City had a profile to train clinical skilled nurses and the clinical simulating training center was impressing, it was huge. The nursing students need to practice there for 300 hours before graduating, added to those 2000 clinical practice hours accomplished at hospitals and other care facilities. Most impressive was the “Tech Suite”, a room like a flat that had all the newest equipment to aid people in their homes which the students could practice on before coming in to somebody’s home. Since the “Tech Suite” was small, it did not allow the whole class to enter the room at the same time, and therefore the action in the room was filmed and linked to the classroom so that all students could participate and discuss what had occurred in the space.

This past May, I meet Raf, a teacher from City, when she was in Sweden for the ERASMUS teaching exchange program, and in London she took me on a public health walk that she primarily does with public health students. We went to a part of London that was filled with history and diversity related to socioeconomic status. The aim of the walk was to show the people’s health from the location of living and learn from how history could color the thoughts about health. She showed me a map of the average survival time in different neighborhoods and it differs with 20 years depending on where you live. She encourage the students and me to look around and see the environment we passed through to better understand the problem that the people are fighting with in that area and use that to develop our skills and think about what the population needs from us as healthcare providers.
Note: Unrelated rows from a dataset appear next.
PR #5531, opened 2026-07-09
Support Trident Air Dome 60

nicholasng99:
Similar to the existing AirDome-70, but with 6 fan speeds instead of 3, plus three extra controls the 70 doesn't expose: a countdown timer, a fault/problem sensor, and a second filter-reset button.

DP map (from `QueryThingsDataModel`):

| dp | code | type | range |
|----|------|------|-------|
| 1 | switch | bool | |
| 2 | pm25 | value | 0-999 |
| 3 | mode | enum | auto, manual, sleep |
| 4 | fan_speed_enum | enum | speed1-speed6 |
| 7 | child_lock | bool | |
| 8 | light | bool | |
| 18 | countdown_set | enum | cancel, 1h, 2h, 4h, 6h, 8h, 12h |
| 21 | air_quality | enum, ro | great, good, medium, severe |
| 22 | fault | bitmap, ro | e1=clean filter 2, e2=replace filter 3 |
| 101 | filter2_reset | bool | |
| 102 | replacefilter3_reset | bool | |
| 103 | flow_angle | enum | 30, 60, 90 |

### DIFF
--- a/custom_components/tuya_local/devices/trident_airdome60_airpurifier.yaml
+++ b/custom_components/tuya_local/devices/trident_airdome60_airpurifier.yaml
@@ -1,0 +1,163 @@
+name: Air purifier
+products:
+  - id: xkorr6vvmwjthxnl
+    manufacturer: Trident
+    model: AirDome-60
+entities:
+  - entity: fan
+    translation_key: air_purifier
+    dps:
+      - id: 1
+        name: switch
+        type: boolean
+      - id: 3
+        name: preset_mode
+        type: string
+        mapping:
+          - dps_val: auto
+            value: auto
+          - dps_val: manual
+            value: manual
+          - dps_val: sleep
+            value: sleep
+      - id: 4
+        name: speed
+        type: string
+        mapping:
+          - dps_val: speed1
+            value: 17
+          - dps_val: speed2
+            value: 33
+          - dps_val: speed3
+            value: 50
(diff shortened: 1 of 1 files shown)


custom_components/tuya_local/devices/trident_airdome60_airpurifier.yaml
```diff
@@ -0,0 +1,163 @@
...
+        mapping:
+          - dps_val: 0
+            value: ok
+          - dps_val: 1
+            value: Clean filter 2
+          - dps_val: 2
+            value: Replace filter 3
+
+  - entity: button
+    name: Filter 2 reset
```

I think that the walk makes the point with the students more than if they have had a lecture in the classroom about it, anyway it did touch me.

I also met the ERASMUS organizer at City, University of London and we discussed the language barriers when students come to Sweden, and my reflection was that the work around making our Swedish nursing program more manageably for foreigner students is very important.

There were a lot of more informal and formal meetings during the three inspiring days, and I really want to recommend you to visiting another University in another country it gave me perspective on my own work. I received knowledge about what we do well and what we really need to develop. My network has broadened and maybe this journey was the beginning of collaboration over a common teaching curriculum in the future.